Pending hook-image-puller pods

We have recently ran into a problem that has gotten worse and worse.
We run our own custom jupyterhub image (singleuser) in an Azure AKS Kubernetes cluster with autoscaling enabled. We deploy jupyterhub with helm with a new imagetag every time we built a new custom jupyterhub image.

The problem we have started to run into recently when we deploy with helm is that one or more hook-image-puller pods are stuck in pending state and not being scheduled. They should schedule and run and then dissappear.

kubectl describe pod:

The nodes doesn’t have any taints.

Should these pods trigger a scale up?

k8s version is 1.24.6, we are using helm version 3.11.1 and z2jh jupyterhub helm chart 2.0.0
“helm upgrade --install” is used during the deploy.

I am bumping this post

Do you only have this problem when the limitation is Too many pods, or do you also have the same problem when you hit the CPU/memory limit for a node?

@manics

Yes, this is the standard event message from “describe pod” on the pending pod. It is like the kubernetes scheduler is looking for pods to evict but can’t find one but don’t instead trigger a scale up so the pods can schedule on a new, fresh node?

Note:
There are other apps/services besied Jupyterhub running on this nodepool

I meant can you reproduce this problem by hitting the memory/CPU limit on the node, but when the pod limit hasn’t been hit? This will help to narrow down whether it’s a general problem that occurs with all resources, or if it’s only a problem when you hit the number of pods limit.

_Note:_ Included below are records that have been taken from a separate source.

Issue #12356, opened 2026-07-06
cargo-deny (advisories) CI job prevents entering the merge queue


heinrich5991:
The CI job is meant to be informational only, and not block the merge.

ProfSapphire:
@heinrich5991 https://github.com/ddnet/ddnet/pull/12355

PR #12357, opened 2026-07-06
Remove cargo deny (advisories) CI job

heinrich5991:
It's currently blocking PRs from entering the merge queue, but it shouldn't be. Disable it until we figure out why that's happening.

Works around #12356.

## Checklist


ChillerDragon:
If we keep it will it send me emails on every push that fails? That would still be bad even if merges work.

PR #12358, opened 2026-07-06
Consistently rename `AutoMapper`/`AutoMap` to `Automapper`

Robyt3:
Use name "Automapper" according to https://wiki.ddnet.org/wiki/Automapper.

## Checklist


heinrich5991 (commented):
https://en.wiktionary.org/wiki/auto- vs https://en.wiktionary.org/wiki/auto

Looks to me more like auto is a prefix here, so it should be `Automapper`, not `AutoMapper`?

Robyt3:
I changed it to `Automapper` as this is also used by the Wiki page https://wiki.ddnet.org/wiki/Automapper.

heinrich5991 (approved):
Thanks.

PR #12359, opened 2026-07-06
Add tune lock feature

fokkonaut:
## Checklist


heinrich5991:
The tune lock messages should probably be part of the snapshot instead. We probably need a tune snapshot object (containing all tunes), and a way to refer to that from the player. That would allow mods to have arbitrary tunings for arbitrary players, while allowing DDNet to have tune locks.

heinrich5991:
If it's not possible with the current system, then we should improve the snapshot so it can take the tunings. I haven't calculated how much space it'd take, but I'd take your calculation if you have one.

It shouldn't be merged if it's not in the snapshot, otherwise we break the property that you can play this back in demos.

> Also, the global tune message isn't a snap object either.

That's a problem as well. Should be fixed if someone is up to it.

> Also, the global tune message isn't a snap object either. What's actually wrong with it being a minimal net message, given it's predicted anyway?

See above.

Robyt3:
We generally want features to work correctly with demos (see for example #3795, #7666, #8207).

> Also, the global tune message isn't a snap object either. What's actually wrong with it being a minimal net message, given it's predicted anyway?

And, presumably due to this, there are bugs with the tuning not being correct when playing a demo that was recorded while the tuning is changed.

To pack tunings into a snapshot object I see for example these approaches:

1. A dense array of 47 `int`s. One `int` for the value of each respective tuning.
2. A sparse array of pairs of `int`s representing `(tuning index, tuning value)` of only the non-default tuning values.
3. (A hybrid approach that uses a sparse array until a dense array is more efficient.)

Robyt3:
An example of a sparse tuning would look like so:

| 7  | 100 |
|----|-----|
| 12 | 10  |

Each cell is packed as one `int`. So before compression this snapshot objects contains the integers `7`, `100`, `12`, and `10` in this order.

This represents the following changes to the default tuning:

- `air_friction` (tuning index `7`) set to value `1.0` (internally `100`), and
- `gravity` (tuning index `12`) set to value `0.1` (internally `10`).

I haven't looked into whether it would be the best considering the snapshot compression yet.

For a more complicated sparse packing we could instead first pack a bitset that specifies with one individual bit whether the respective tuning parameter with the bit-index is non-default. Subsequently, we only need to pack the tuning values for changed tuning parameters without packing the indices separately.

heinrich5991:
> But completely unrelated to this PR itself. I don't understand how you keep mixing things up to block PR's.

I don't ask you to fix the existing problem this in this PR. I'm asking you to fix this PR to not excarbate the current problem.

> Do I understand it correct: Demo playback what is holding this PR back according to you?

If you mean this as "**only** demo playback is holding this PR back": No, I don't know if there are other blockers.

If you mean this as "demo playback is **also** holding this PR back": Yes.

Robyt3:
> > Do we have dynamic snapshots? I don't know of any way to do that.
> 
> Can someone cover that part, so we can get this merged at some point?

I think it would be more feasible to use the first approach and always pack all tuning values into a dense array instead of making dynamic snapshots another requirement.

def-:
I haven't reviewed the code, but I think the idea would be great for mappers!

heinrich5991:
Please address reviews on older instances of this PR as well, or mention explicitly that you didn't implement them for a reason, e.g. remove messages for tune locks (https://github.com/ddnet/ddnet/pull/5732#issuecomment-1235384835).

def-:
In case you care for an LLM review:
<details>

## Finding 1 — HIGH — Projectile curvature is truncated to an `int` on the wire: every gun/shotgun bullet flies on the wrong arc, on every server

**File / line:** `src/game/server/entities/projectile.cpp:380`
(`Result.m_Curvature = m_Curvature;`), consumed at
`src/game/client/projectile_data.cpp:109` and used at
`src/game/client/components/items.cpp:66-67` and
`src/game/client/prediction/entities/projectile.cpp:77`.

### The bug

`CProjectile::m_Curvature` / `m_Speed` are `float`s holding the raw tuning value
(`src/game/server/entities/projectile.h:53-54`). The new netobj fields are
declared with `NetIntAny` (`datasrc/network.py:322-324`), i.e. plain `int`:

```cpp
// projectile.cpp:380  — float -> int, silent truncation
Result.m_Curvature = m_Curvature;
Result.m_Speed = m_Speed;
```

The stock DDNet tuning is `gun_curvature 1.25` and `shotgun_curvature 1.25`
(`src/game/tuning_params.h:31,35`), so **1.25 becomes 1 on the wire — a 20 %
error with completely default tuning on every server.**

`PROJECTILEFLAG_HAS_TUNEPARAMS` is set unconditionally in `NetInfo()`
(`projectile.cpp:342`), and `NetInfo()` is what every client with
`VERSION_DDNET_ENTITY_NETOBJS` receives, so the truncated value is what the
client actually uses:

```cpp
// projectile_data.cpp:107-112
if(pProj->m_Flags & PROJECTILEFLAG_HAS_TUNEPARAMS)
{
    Result.m_Curvature = pProj->m_Curvature;   // 1.0f, not 1.25f
    ...
}
```

Before this PR the client derived the curvature from its own (full precision)
tuning list, so it was always exact.

### Impact

`CalcPos()` adds `Curvature / 10000 * (Time * Speed)^2` to `y`. For a gun bullet
(`gun_speed 2200`, lifetime 2 s):

| t | y-offset with 1.25 | y-offset with 1.0 | error |
|---|---|---|---|
| 0.5 s | 151 u | 121 u | 30 u ≈ 1 tile |
| 2.0 s | 2420 u | 1936 u | 484 u ≈ 15 tiles |

Both `CItems::RenderProjectile` (drawing) and the predicted `CProjectile`
(`GetPos`, and hence predicted freeze/explosion positions) use it, so this is a
visible rendering error *and* a prediction desync for **all gun and shotgun
projectiles on every server**, including servers that never touch tune zones or
tune locks. Grenades are unaffected only because `grenade_curvature` happens to
be the integer 7.0.

Any server that sets a fractional `gun_speed`/`shotgun_speed`/`grenade_speed`
loses that precision the same way.

### Reproduction

`testrunner --gtest_filter='CTuneLockRepro.ProjectileNetInfoDefaultTuning'`
(test body in `pr-12359-repro-test.cpp`). Observed on the PR head:

```
wire m_Curvature=1 m_Speed=2200 m_Lifetime=100 (Lifetime ticks=100, gun_lifetime=2.00 s)
tunelock_repro_test.cpp:116: Failure
Expected equality of these values:
  (float)Net.m_Curvature
    Which is: 1
  1.25f
    Which is: 1.25
curvature truncated to int on the wire
```

A successful reproduction is the `Which is: 1` vs `Which is: 1.25` mismatch.
(The test explicitly resets `TuningList()[0] = CTuningParams::DEFAULT` first,
because `data/maps/coverage.map` ships with `gun_curvature 0` / `gun_speed 1400`.)

Ingame equivalent: connect an up-to-date client to a server built from this PR
on any map, fire the gun horizontally and compare the bullet trail against a
master build — the PR build's bullet drops noticeably less.

### Fix

Transmit the quantized `CTuneParam` value (hundredths, the same representation
`SV_TUNEPARAMS` uses) instead of a truncated float:

```cpp
// src/game/server/entities/projectile.cpp, NetInfo()
Result.m_Curvature = round_to_int(m_Curvature * 100.0f);
Result.m_Speed = round_to_int(m_Speed * 100.0f);
```

```cpp
// src/game/client/projectile_data.cpp, ExtractProjectileInfoDDNet()
Result.m_Curvature = pProj->m_Curvature / 100.0f;
Result.m_Speed = pProj->m_Speed / 100.0f;
```

The same treatment is needed for the laser fields added in
`CGameContext::SnapLaserObject` (`gamecontext.cpp:555-556`), whose parameters are
also declared `int` while the callers pass `float`s
(`src/game/server/entities/laser.cpp:295-296`) — see finding 4.

---

## Finding 2 — MEDIUM — `m_Lifetime` is sent in ticks but consumed as seconds: predicted projectiles live 50× too long

**File / line:** written as ticks at
`src/game/server/entities/projectile.cpp:46` (`m_Lifetime = m_LifeSpan;`) and
`:382` (`Result.m_Lifetime = m_Lifetime;`); read as seconds at
`src/game/client/prediction/entities/projectile.cpp:207,212,216`.

### The bug

On the server `m_LifeSpan` is the `Span` constructor argument, which every caller
passes in **ticks**: `(int)(Server()->TickSpeed() * GetTuning()->m_GunLifetime)`
(`src/game/server/entities/character.cpp:564`, `:595`). So `m_Lifetime` — and the
new `CNetObj_DDNetProjectile::m_Lifetime` field — carries 100 for a default gun
bullet.

The client treats the same field as **seconds**:

```cpp
// client/prediction/entities/projectile.cpp:198-217
m_Lifetime = pProj->m_Lifetime;          // 100 (ticks)
...
Lifetime = m_Lifetime * GameWorld()->GameTickSpeed();   // 100 * 50 = 5000 ticks
m_LifeSpan = Lifetime - (pGameWorld->GameTick() - m_StartTick);
```

That the client's unit is seconds is unambiguous: the pre-PR line it replaced was
`Lifetime = GetTuning(m_TuneZone)->m_GrenadeLifetime * GameTickSpeed()`, and the
sibling code path in this same PR sets seconds —
`CProjectile::DetermineTuning()` does `m_Lifetime = pTuning->m_GunLifetime;`
(`client/prediction/entities/projectile.cpp:70`) and `GetProjectileTunings()`
does `pData->m_Lifetime = pTuning->m_GunLifetime;`
(`client/projectile_data.cpp:151`). The two producers of the same field disagree
by a factor of `GameTickSpeed()`.

### Impact

Predicted projectiles reconstructed from a snapshot get a lifespan of 100 s
instead of 2 s, so `CProjectile::Tick()` never reaches `m_LifeSpan < 0`. A
predicted grenade that would expire by timeout never produces its predicted
explosion (and thus no predicted knockback), and with antiping enabled every
predicted bullet visibly overshoots its expiry point until the next snapshot
removes it. Because `m_Lifetime` comes off the wire unvalidated, a malicious
server can also send `m_Lifetime = INT_MAX`, making
`int Lifetime = m_Lifetime * 50` an out-of-range float→int conversion (UB).

### Reproduction

`testrunner --gtest_filter='CTuneLockRepro.ProjectileNetInfoDefaultTuning'`:

```
tunelock_repro_test.cpp:118: Failure
Expected equality of these values:
  (float)Net.m_Lifetime
    Which is: 100
  (float)GameServer()->TuningList()[0].m_GunLifetime
    Which is: 2
m_Lifetime is sent in ticks but consumed as seconds
```

Successful reproduction = the `100` vs `2` mismatch.

### Suggested fix

Send seconds, matching the other producer:
`Result.m_Lifetime = round_to_int(GetTuning-derived lifetime * 100.0f)` on the
server (with the ×100 quantization from finding 1), and
`Result.m_Lifetime = pProj->m_Lifetime / 100.0f;` on the client. Clamp the
resulting `Lifetime` before the `int` conversion.

---

## Finding 3 — MEDIUM — `tune_lock_reset` indexes the lock array without any bounds check (out-of-bounds vector deref + OOB write)

**File / line:** `src/game/server/gamecontext.cpp:3338`
(`LOCKED_TUNES *pLockedTunings = &pSelf->LockedTuning()[List];`), used at `:3343`
(`pLockedTunings->clear()`) and `:3344` (`pSelf->m_aaTuneLockMsg[List][0] = 0;`).

### The bug

```cpp
void CGameContext::ConTuneLockReset(IConsole::IResult *pResult, void *pUserData)
{
    int List = pResult->GetInteger(0);          // arbitrary int, never validated

    LOCKED_TUNES *pLockedTunings = &pSelf->LockedTuning()[List];   // OOB pointer
    ...
        pLockedTunings->clear();                                   // OOB read+write
        pSelf->m_aaTuneLockMsg[List][0] = 0;                       // OOB write
```

`LockedTuning()` is `LOCKED_TUNES m_aLockedTuning[TuneZone::NUM]` with
`TuneZone::NUM == 256` (`src/engine/shared/protocol.h:175`). Every sibling
command added by this same PR *does* validate the index —
`ConTuneLock` (`gamecontext.cpp:3313`), `ConTuneLockDump` (`:3382`),
`ConTuneLockSetMsgEnter` (`:3398`) — as do the pre-existing `tune_zone*`
commands (`ConTuneResetZone` at `:3260`, `ConTuneSetZoneMsgEnter` at `:3286`).
The omission is clearly an oversight, not a deliberate choice.

Calling `clear()` on a `std::vector` that is really arbitrary memory reads a
bogus `end()` pointer and then writes the shrunk size back; the
`m_aaTuneLockMsg[List][0] = 0` writes a zero byte at an attacker/operator-chosen
offset from the `CGameContext` object.

### Impact

Memory corruption / crash on a server. `tune_lock_reset` is registered
`CFGFLAG_SERVER` only (`gamecontext.cpp:4055`), so it is not reachable from a
malicious map's embedded settings — it needs rcon at the default `ADMIN` access
level, or an `autoexec`/config line. Rated MEDIUM rather than HIGH for that
reason; it is still a plain typo away for any operator or moderator with rcon
(`tune_lock_reset 300`).

### Reproduction

```cpp
TEST_F(CTuneLockRepro, TuneLockResetOutOfBounds)
{
    GameServer()->Console()->ExecuteLine("tune_lock_reset 100000", -1);
}
```

`build-asan/testrunner --gtest_filter='CTuneLockRepro.TuneLockResetOutOfBounds'`
on the PR head:

```
AddressSanitizer:DEADLYSIGNAL
==33193==ERROR: AddressSanitizer: SEGV on unknown address 0x00010ece3090 ...
    #0 ... std::vector<CLockedTune, ...>::size() const vector.h:388
    #1 ... std::vector<CLockedTune, ...>::clear() vector.h:542
    #2 0x00010337c648 in CGameContext::ConTuneLockReset(IConsole::IResult*, void*) gamecontext.cpp:3343
```

Equivalent on a live server: `DDNet-Server`, `rcon_auth`, then
`tune_lock_reset 100000`.

### Fix

```cpp
	int List = pResult->GetInteger(0);
	if(List < 0 || List >= TuneZone::NUM)
		return;
	LOCKED_TUNES *pLockedTunings = &pSelf->LockedTuning()[List];
```

---

## Finding 4 — MEDIUM — `ExtractLaserInfo` throws away the tune params it just received, so `LASERFLAG_HAS_TUNEPARAMS` does nothing (and the obvious fix breaks predicted lasers)

**File / line:** `src/game/client/laser_data.cpp:60`
(`GetLaserTunings(&Result, pGameWorld);` at the end of `ExtractLaserInfo`).

### The bug

```cpp
CLaserData ExtractLaserInfo(int NetObjType, const void *pData, CGameWorld *pGameWorld, const CNetObj_EntityEx *pEntEx)
{
    CLaserData Result = {vec2(0, 0)};
    if(NetObjType == NETOBJTYPE_DDNETLASER)
        Result = ExtractLaserInfoDDNet((const CNetObj_DDNetLaser *)pData, pGameWorld);   // reads the wire tune params
    else
        { ... }
    if(pEntEx && ...) { ... }

    GetLaserTunings(&Result, pGameWorld);   // line 60 — unconditional, overwrites all four fields
    return Result;
}
```

`GetLaserTunings()` recomputes `m_ShotgunStrength`, `m_BounceNum`,
`m_BounceCost`, `m_BounceDelay` (and `m_LaserReach`) from
`TuningFromChrOrZone(m_Owner, m_TuneZone)`, so the values just decoded from the
`LASERFLAG_HAS_TUNEPARAMS` branch (`laser_data.cpp:81-85`) are discarded. It also
makes the `else { GetLaserTunings(...); }` branch at `laser_data.cpp:88` dead
code. `ExtractLaserInfo` is the *only* caller of `ExtractLaserInfoDDNet`
(`git grep ExtractLaserInfoDDNet` → `laser_data.cpp:19` plus the declaration), so
the wire fields are never used anywhere.

### Impact

The laser half of the feature is inert: the four ints added to
`CNetObj_DDNetLaser` cost snapshot bandwidth for every laser on every server and
change nothing. Prediction still uses the *current* tuning of the laser's owner
rather than the tuning captured at fire time, which is exactly the mispredict the
PR set out to fix — a player who fires under a tune lock and then leaves the lock
zone will have their in-flight laser mispredicted, and lasers whose owner is not
in the predicted world (other team, disconnected, map entities with `m_Owner`
from the wire) fall back to zone/global tuning.

**This masks two further defects, so the naive fix (moving the call into the
`else`) makes things worse, not better:**

1. `m_LaserReach` is never transmitted. `SnapLaserObject` takes only
   `ShotgunStrength, BounceNum, BounceCost, BounceDelay`
   (`gamecontext.cpp:555-556`) and `CNetObj_DDNetLaser` has no reach field
   (`datasrc/network.py:294-308`). `CLaserData Result = {vec2(0, 0)};` is an
   aggregate initializer, so `m_LaserReach` is **0** in the
   `LASERFLAG_HAS_TUNEPARAMS` branch. The predicted laser does
   `m_Energy = m_LaserReach;` (`client/prediction/entities/laser.cpp:204`), so
   every predicted laser would start with zero energy and be destroyed on its
   first `DoBounce()` (`m_Energy -= Distance + m_BounceCost` → negative →
   `m_MarkedForDestroy`).
2. The four transmitted values are truncated to `int`, the same defect as
   finding 1: `SnapLaserObject(..., int ShotgunStrength, int BounceNum,
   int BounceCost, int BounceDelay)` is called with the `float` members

Could you also try and reproduce this on a seperate cluster with no other applications running, in case there’s some interaction with the non-Z2JH pods?

1 Like

@manics

That would be something to try out but I am not sure that there is a lack of resource problem. What is clear though is that the only node that hasn’t a hook-image-puller pod scheduled is maxed out with 30 pods which is the max in this nodepool. It seems that this prevents the pod to schedule on that node and not trigger a scale up?

It is clearly a number of pods problem. I just deleted a pod in a non jupyterhub related deployment on the node which the hook-image-puller can’t be scheduled on and voila it could no schedule. It seems like the hook-image-puller daemonset reiles on there is always free space for more pods on nodes and doesn’t trigger a scale up?